[WHAT IS BEING ASKED]: Provide only the number of lines in the listing that contain the word "unsigned".
-=-=-
PR #185, opened 2016-06-04
Initial support for MaxAndArgmax and GpuArray_maxandargmax().

obilaniu:
What remains incomplete is a scheduler for the kernel, as noted in the
source code.

### DIFF
--- a/src/gpuarray_reduction.c
+++ b/src/gpuarray_reduction.c
@@ -26,6 +26,8 @@ struct gen_kernel_ctx{
 	unsigned        numIdx;
 	unsigned        reduxLen;
 	const unsigned* reduxList;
-=-=-
[WRITTEN SOLUTION]: 3